### Task to carry out
Filter the entries for lines with the word "html".

Provided records Block Start

PR #1482, opened 2017-01-19
standby: add standby mode

jeffkaufman:
In standby mode PageSpeed is off, except it serves .pagespeed. resources and
PageSpeed query parameters are interpreted.  This is equivalent to "off" in
mod_pagespeed.

With this change, "off" in mod_pagespeed is deprecated, and people should use
"standby" instead.

See also: https://github.com/pagespeed/ngx_pagespeed/pull/1365

Fixes: https://github.com/pagespeed/ngx_pagespeed/issues/968

### DIFF
--- a/html/doc/configuration.html
+++ b/html/doc/configuration.html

Provided records Block End

### Expected answer
--- a/html/doc/configuration.html
+++ b/html/doc/configuration.html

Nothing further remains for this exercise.